DATA SUPPLIED:
PR #3629, opened 2021-08-03
Transition to generateUploadUrl

inlined:
The GenerateUploadUrl API is now live for v2. After talking to Diana, she said that deploys from uploads to different regions might work today, but they don't like it and want to add validation to break it in the future. At minimum it would potentially cause features like GenerateDownloadUrl and cloud console source viewing to break.


src/deploy/functions/deploy.ts
```diff
@@ -22,16 +23,20 @@ async function uploadSourceV1(context: args.Context): Promise<void> {
...
+async function uploadSourceV2(context: args.Context, region: string): Promise<void> {
+  const res = await gcfv2.generateUploadUrl(context.projectId, region);
   const uploadOpts = {
     file: context.functionsSource!,
     stream: fs.createReadStream(context.functionsSource!),
   };
-  context.storageSource = await gcs.uploadObject(uploadOpts, bucket);
+  await gcs.upload(uploadOpts, res.uploadUrl);
+  context.storage = context.storage || {};
+  context.storage[region] = res.storageSource;
```
taeold, line 39: nit* Not sure if I prefer this, but a single-liner:

```js
context.storage = { ...context.storage, ...{[region]: res.storageSource}};
```

src/deploy/functions/functionsDeployHelper.ts
```diff
@@ -106,19 +106,17 @@ export function printSuccess(func: backend.TargetIds, type: string) {
...
-    // TODO: way to filter out extensions deployed on GCFv2. May have to just replace
-    // the existing backend with operation results as functions deploy rather than
-    // calling existingBackend twice.
-    if (fn.platform == "gcfv1" && fn.sourceUploadUrl !== context.uploadUrl) {
+    if (backend.isEventTrigger(fn.trigger)) {
       return false;
     }
-    return !backend.isEventTrigger(fn.trigger) && deploymentTool.isFirebaseManaged(fn.labels || {});
+
+    return want.cloudFunctions.some(backend.sameFunctionName(fn));
```
taeold, line 119: Curious - is this fixing some existing bug? How so?

taeold (approved):

src/deploy/functions/deploy.ts
inlined: There's a simpler one-liner:

```
context.storage = {...context.storge, [region]: res.storageSource};
```

It definitely feels foreign to me, but I guess it's not bad. I can change.

src/deploy/functions/functionsDeployHelper.ts
inlined: It was meant to be an alternate implementation that works for v2 when v1's solution wont (we don't have an uploadURL and the storageSource is different than what we uploaded to GCS)

PR #3630, opened 2021-08-03
Stop supporting RuntimeConfig in v2

inlined:
Stop uploading .runtimeconfig.json for new functions APIs.


src/deploy/functions/prepareFunctionsUpload.ts
```diff
@@ -90,10 +90,12 @@ async function packageSource(options: Options, sourceDir: string, configValues:
         mode: file.mode,
       });
     });
-    archive.append(JSON.stringify(configValues, null, 2), {
-      name: CONFIG_DEST_FILE,
-      mode: 420 /* 0o644 */,
-    });
+    if (typeof configValues !== "undefined") {
```
taeold, line 93: q: Is this equivalent to:

```js
if (configValues !== undefined) {
...
```

Is there reason to prefer one over another?

src/deploy/functions/prepare.ts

EXERCISE:
Could you tally how many lines of the material above include the word "undefined" and reply with only that count?

YOUR SOLUTION:
2